Wohlfiel, who was offduty, cursed at his fellow officers to get lost, and at one point during the episode advised, “Nobody’s going to jail. There are no charges here,” according to an investigation.
Lucibella then tried to sit on the Glock, perhaps in an attempt to conceal it, but soon handed it over. He also gave up a second gun from his back pocket upon request, records show.
Officers say that’s when Lucibella became uncooperative and “belligerent” and attempted to enter his home — he said he needed some booze.
The cops say he ignored orders to sit down, and seemed to be itching for a fight.
Officer Ermeri said he then put his hands on Lucibella’s shoulders, blocked the door, and explained he wasn’t about to let Lucibella have access to more firearms believed to be inside the home, then valued at $3.8 million.
Lucibella is the publisher of the nationally distributed weapons report called “S.W.A.T. Magazine,” which is touted as a guide for “the shooting industry” of police, military personnel, and “private citizens committed to home and personal defense.”
In addition to his gun interests, Lucibella is the CEO of a Boynton Beach-based physicians’ network called Accountable Care Options, which seeks to deliver highquality care for Medicare recipients.
The former vice mayor says he lightly poked Ermeri and asked the cop to take his hands off of him.
When Lucibella allegedly tried to push his way past Ermeri and Officer Plesnik, the officers managed to get him on the ground and place him in handcuffs. Lucibella suffered three broken ribs and an injured left eye in the scuffle, according to medical records supplied by his lawyer.
He’s charged with battery on a law enforcement officer and resisting an officer with violence — felonies punishable by a total of 10 years in prison. And he faces a misdemeanor count called using a firearm while under the influence of alcohol.

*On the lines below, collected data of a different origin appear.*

PR #343, opened 2025-10-16
Implement `getNextPaperToReview` call

### LINKED ISSUE #101: [Feature]: Implement `GetNextPaperToReview` call

#97

As a project member/admin, I want to get the next paper that I can review.

See [API docs](https://snowballr.informatik.uni-ulm.de/docs/snowballr.html#service-snowballr.SnowballR-GetNextPaperToReview) for details.

_No response_

### Anything else?

_No response_

domienderle:
Closes #101 

## What I have made

I implemented the repo, service and grpc layer of the `getNextPaperToReview` call.

The startegy that is implemented is the following:
1. The next paper to review is the next paper that is still undecided and not already reviewed by the user, in the same stage as the current project paper with the least reviews (ordered by the `localPaperId`). If there is no such paper the next proper project paper from the next stage is taken.
2. If there is no undecided paper left, the next paper is the next paper in the same stage with the least reviews (ordered by the `localPaperId`). If there is no such paper the next proper project paper from the next stage is taken.

## Checklist

not apply.

### DIFF
--- a/src/main/kotlin/se/uulm/snowballr/backend/repository/association/ProjectPaperTableRepo.kt
+++ b/src/main/kotlin/se/uulm/snowballr/backend/repository/association/ProjectPaperTableRepo.kt
@@ -3,6 +3,8 @@ package se.uulm.snowballr.backend.repository.association
 import org.jetbrains.exposed.sql.JoinType
 import org.jetbrains.exposed.sql.ResultRow
 import org.jetbrains.exposed.sql.SortOrder
+import org.jetbrains.exposed.sql.SqlExpressionBuilder.eq
+import org.jetbrains.exposed.sql.SqlExpressionBuilder.greater
 import org.jetbrains.exposed.sql.and
 import org.jetbrains.exposed.sql.or
 import org.jetbrains.exposed.sql.selectAll
@@ -141,7 +143,7 @@ interface IProjectPaperTableRepo {
      * @param stage The stage of the papers that should be considered when retrieving later project papers.
      * @return A list of subsequent [ProjectPaper] instances meeting the specified criteria.
      */
-    suspend fun getLaterProjectPapers(projectId: UUID, localPaperId: Long, stage: Long): List<ProjectPaper>
+    suspend fun getSubsequentProjectPapers(projectId: UUID, localPaperId: Long, stage: Long): List<ProjectPaper>
 
     /**
      * Updates the decision of a project paper.
@@ -300,18 +302,19 @@ class ProjectPaperTableRepo(
         }
     }
 
-    override suspend fun getLaterProjectPapers(projectId: UUID, localPaperId: Long, stage: Long): List<ProjectPaper> =
-        db.query {
-            ProjectPaperTable
-                .selectAll()
-                .where {
-                    (ProjectPaperTable.projectId eq projectId) and
-                        (
-                            (ProjectPaperTable.stage eq stage and (ProjectPaperTable.localPaperId greater localPaperId))
-                                or (ProjectPaperTable.stage greater stage)
-                            )
-                }
-                .orderBy(ProjectPaperTable.stage to SortOrder.ASC, ProjectPaperTable.localPaperId to SortOrder.ASC)
-                .map { it.toProjectPaper() }
-        }
+    override suspend fun getSubsequentProjectPapers(
+        projectId: UUID,
+        localPaperId: Long,
+        stage: Long,
+    ): List<ProjectPaper> = db.query {
+        val sameStageButGreaterLocalIdOp =
+            (ProjectPaperTable.stage eq stage) and (ProjectPaperTable.localPaperId greater localPaperId)
+        val greaterStageOp = ProjectPaperTable.stage greater stage
+        ProjectPaperTable
+            .selectAll()
+            .where {
+                (ProjectPaperTable.projectId eq projectId) and (sameStageButGreaterLocalIdOp or greaterStageOp)
+            }
+            .map { it.toProjectPaper() }
+    }
 }
--- a/src/main/kotlin/se/uulm/snowballr/backend/repository/association/ProjectPaperTableRepo.kt
+++ b/src/main/kotlin/se/uulm/snowballr/backend/repository/association/ProjectPaperTableRepo.kt
@@ -133,10 +133,12 @@ interface IProjectPaperTableRepo {
     suspend fun getProjectProgress(projectId: UUID): Float
 
     /**
-     * Retrieves a list of later project papers from a given starting point defined by `localPaperId` and `stage`.
+     * Retrieves a list of subsequent project papers from a given starting point defined by `localPaperId` and `stage`.
      *
-     * This method fetches all project papers within the same project that come after the specified
-     * paper (`localPaperId`) and are part of the given `stage` or a later `stage`.
+     * Subsequent project papers are defined as project papers
+     *  - within the same project
+     *  - with a greater `localPaperId` than the given project paper and
+     *  - are part of the given `stage` or a subsequent `stage`.
      *
      * @param projectId The unique identifier of the project to which the papers belong.
      * @param localPaperId The local ID of the starting paper in the project from which the later papers are retrieved.
--- a/src/main/kotlin/se/uulm/snowballr/backend/repository/association/ProjectPaperTableRepo.kt
+++ b/src/main/kotlin/se/uulm/snowballr/backend/repository/association/ProjectPaperTableRepo.kt
@@ -37,6 +37,7 @@ import snowballr.ProjectOuterClass.Project.Paper as GrpcProjectPaper
  * operations for project papers. By using this interface, the functionality for creating
  * project papers can remain decoupled from the specifics of the database layer.
  */
+@Suppress("ComplexInterface")
 interface IProjectPaperTableRepo {
     /**
      * Returns a [Result] containing the project paper by its ID or a [NotFoundException] if the project paper with the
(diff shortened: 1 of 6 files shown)


src/main/kotlin/se/uulm/snowballr/backend/repository/association/ProjectPaperTableRepo.kt
```diff
@@ -120,6 +135,19 @@ interface IProjectPaperTableRepo {
...
+     *
+     * This method fetches all project papers within the same project that come after the specified
+     * paper (`localPaperId`) and are part of the given `stage` or a later `stage`.
+     *
+     * @param projectId The unique identifier of the project to which the papers belong.
+     * @param localPaperId The local ID of the starting paper in the project from which the later papers are retrieved.
+     * @param stage The stage of the papers that should be considered when retrieving later project papers.
+     * @return A list of subsequent [ProjectPaper] instances meeting the specified criteria.
+     */
+    suspend fun getLaterProjectPapers(projectId: UUID, localPaperId: Long, stage: Long): List<ProjectPaper>
```
Slartibartfass2: "later" sounds a bit vague. What about "getSubsequentProjectPapers"? Update the whole comment accordingly.

src/main/kotlin/se/uulm/snowballr/backend/service/ProjectPaperService.kt
```diff
@@ -279,4 +318,40 @@ class ProjectPaperService(
...
+        isAllowedToReadProject(projectMemberRepo).checkFor(currentUser, projectId)
+
+        val projectPapers = repo.getLaterProjectPapers(
+            projectId,
+            projectPaper.localPaperId,
+            projectPaper.stage,
+        )
+        val projectPapersWithReviews: List<Pair<ProjectPaper, List<Review>>> = projectPapers
+            .map { paper ->
+                val reviews = reviewTableRepo.getAllReviewsForProjectPaper(paper.id)
```
Slartibartfass2: Here we can directly filter out own reviews so we don't have to do it in `getProjectPapersWithoutOwnReview`.

```suggestion
                val reviews = reviewTableRepo.getAllReviewsForProjectPaper(paper.id)
                     .filter { it.userId != currentUser.id }
```

Edit: Actually, this is wrong, but we can still change this a bit and at least extract the logic to a method.

src/main/kotlin/se/uulm/snowballr/backend/service/ProjectPaperService.kt
```diff
@@ -279,4 +318,40 @@ class ProjectPaperService(
...
+                paper to reviews
+            }
+
+        val projectPapersWithoutOwnReview = getProjectPapersWithoutOwnReview(projectPapersWithReviews, currentUser)
```
Slartibartfass2: Furthermore, I think we can rework this logic. It took me a while to get into it because it isn't trivial.

First, I thought we could directly pair the project paper with the reviews count. Which reduces a bit of code.
Then, we have a lot of `List<Pair<ProjectPaper, List<Review>>>` which is also quite a lot to comprehend. I propose to encapsulate this in a class `ProjectPaperWithReviewsCount`. This also enables us to add a comparator in the class so we can directly sort the list without having to show it is done. This reduces the length of `sortPapersByStageAndReviewsCount` to a single line, which is easy to read.
Last, I would move the criteria for a paper that has no final decision into a separate method.

Since this is a lot, I pushed this on a review branch for you to see. I called the branch `review/get-next-paper-to-review`. Hope this helps. Tell me what you think of that. Maybe there are some other points to improve the understanding.

src/main/kotlin/se/uulm/snowballr/backend/repository/association/ProjectPaperTableRepo.kt
```diff
@@ -285,4 +299,19 @@ class ProjectPaperTableRepo(
...
+    override suspend fun getLaterProjectPapers(projectId: UUID, localPaperId: Long, stage: Long): List<ProjectPaper> =
+        db.query {
+            ProjectPaperTable
+                .selectAll()
+                .where {
+                    (ProjectPaperTable.projectId eq projectId) and
+                        (
+                            (ProjectPaperTable.stage eq stage and (ProjectPaperTable.localPaperId greater localPaperId))
+                                or (ProjectPaperTable.stage greater stage)
+                            )
```
Slartibartfass2: Let's store the OPs so that the where predicate is easier to read.

```suggestion
        db.query {
            val sameStageButGreaterLocalIdOp =
                (ProjectPaperTable.stage eq stage) and (ProjectPaperTable.localPaperId greater localPaperId)
            val greaterStageOp = ProjectPaperTable.stage greater stage

            ProjectPaperTable
                .selectAll()
                .where {
                    (ProjectPaperTable.projectId eq projectId) and (sameStageButGreaterLocalIdOp or greaterStageOp)
```

src/test/kotlin/se/uulm/snowballr/backend/repository/association/ProjectPaperTableRepoTest.kt
```diff
@@ -510,4 +510,169 @@ class ProjectPaperTableRepoTest : RepositoryTest(arrayOf(ProjectPaperTable, Proj
...
+                nextInSameStageId1,
+                nextInSameStageId2,
+                nextInHigherStageId1,
+                nextInHigherStageId2,
+            )
+            assertThat(projectPaperIds).doesNotContain(currentId)
+        }
+
+        @Test
+        fun `When later projectPapers are found,only the project papers in the correct project are returned`() =
```
Slartibartfass2:
```suggestion
        fun `When later projectPapers are found, then only the project papers in the correct project are returned`() =
```

Slartibartfass2 (changes requested):
Great work. It took a while to understand the logic, but I got there.
I really like the exhaustive test suite.

src/main/kotlin/se/uulm/snowballr/backend/repository/association/ProjectPaperTableRepo.kt
domienderle: I already thought about this. I was just not sure, if subsequent is not a bit unclear, what subsequent means, but I guess your are right. Later is maybe not better.

src/main/kotlin/se/uulm/snowballr/backend/service/ProjectPaperService.kt
domienderle: I am not sure if I got it as you meant. I have extracted is as an extra method. But it does not make sense to filter it like this there:
```kotlin
val reviews = reviewTableRepo.getAllReviewsForProjectPaper(paper.id)
                     .filter { it.userId != currentUser.id }
```
We would filter out the own reviews here, but then we are not able to filter out all the project papers which are already reviewed by the current user in the next step.

src/main/kotlin/se/uulm/snowballr/backend/repository/association/ProjectPaperTableRepo.kt
domienderle: Great idea. Thanks.

src/main/kotlin/se/uulm/snowballr/backend/repository/association/ProjectPaperTableRepo.kt
Slartibartfass2: Don't forget to update the comment of the method.
- "Retrieves a list of subsequent project papers ..."
- ".. within the same project that have a greater `localPaperId` than the specified paper and are part of the given `stage` or a later `stage`." (let's split this up into bullet points so it is clear that it's `(A_ID > B_ID && A_STAGE == B_STAGE) || (A_STAGE > B_STAGE)`
- "... from which the subsequent papers are retrieved."
- "... considered when retrieving subsequent project papers."

src/test/kotlin/se/uulm/snowballr/backend/repository/association/ProjectPaperTableRepoTest.kt
```diff
@@ -510,4 +510,114 @@ class ProjectPaperTableRepoTest : RepositoryTest(arrayOf(ProjectPaperTable, Proj
...
+                createdBy = testUserId,
+            )
+
+            val projectPaperIds = repo.getSubsequentProjectPapers(projectId, 0, 1).map { it.id }
+
+            assertThat(projectPaperIds).isEmpty()
+        }
+
+        @Test
+        fun `When later projectPapers are found, then only the project papers in the correct project are returned`() =
```
Slartibartfass2:
```suggestion
        fun `When subsequent projectPapers are found, then only the project papers in the correct project are returned`() =
```

src/main/kotlin/se/uulm/snowballr/backend/service/ProjectPaperService.kt
Slartibartfass2: Yes, my comment was a bit confusing. We fixed it with the refactoring.

Slartibartfass2 (changes requested):
Great work. Only some minor changes are left.

You removed a test in `ProjectPaperTableRepoTest` in bfd00e0fe4d21a7755e52e46344be67df52defae. Was there a reason for that?

src/main/kotlin/se/uulm/snowballr/backend/repository/association/ProjectPaperTableRepo.kt
domienderle: I am not sure if I got what you meant. I reformulated the comment to have bullet points. Have a look on it and tell me if you miss something.

domienderle (commented):
Yes, there was a reason for  the test deletion. The test was for testing the correct oder of the subsequent project papers. Since now the repo method does not sort the project papers anymore because this is done in the service layer this test is not needed anymore.

src/main/kotlin/se/uulm/snowballr/backend/repository/association/ProjectPaperTableRepo.kt
```diff
@@ -129,6 +132,21 @@ interface IProjectPaperTableRepo {
      */
     suspend fun getProjectProgress(projectId: UUID): Float
 
+    /**
+     * Retrieves a list of subsequent project papers from a given starting point defined by `localPaperId` and `stage`.
+     *
+     * Subsequent project papers are defined as project papers
+     *  - within the same project
+     *  - with a greater `localPaperId` than the given project paper and
+     *  - are part of the given `stage` or a subsequent `stage`.
```
Slartibartfass2: I think this says that the `localPaperId` always has to be greater, which is not the case. Sorry for being so meticulous, but I think it's important that this is clear.

```suggestion
     * Subsequent project papers are defined as project papers within the same project that are either:
     * - in the same `stage` but have a greater `localPaperId`, or
     * - in a subsequent `stage` regardless of their `localPaperId`.
```

Slartibartfass2 (changes requested):
Only this minor change, which you could directly commit using the GitHub UI.
Manual testing worked well, although arranging the data so that it works takes some time.

Slartibartfass2 (approved):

Police, in consultation with the Florida Department of Law Enforcement and prosecutors, decided not to arrest or charge Wohlfiel, who privately owned the Glock pistol held by Lucibella when the officers entered his patio.
But less than three months later, Wohlfiel was out of a job for what his supervisors said were “numerous violations of agency policy.”
Lucibella served on the Ocean Ridge commission for three years. He stepped down six weeks after the incident, announcing, “it would be impossible for me to effectively discharge the duties of my office.”
Along with the criminal case, Lucibella is also defending himself in a civil lawsuit by Plesnik over injuries she says she suffered making the arrest. Her attorney, Richard Slinkman, did not return calls about the claim, which accuses Lucibella of being “physically combative.”
In Lucibella’s response, he argues he’s not at fault because the cop is the one “guilty of negligence and carelessness.”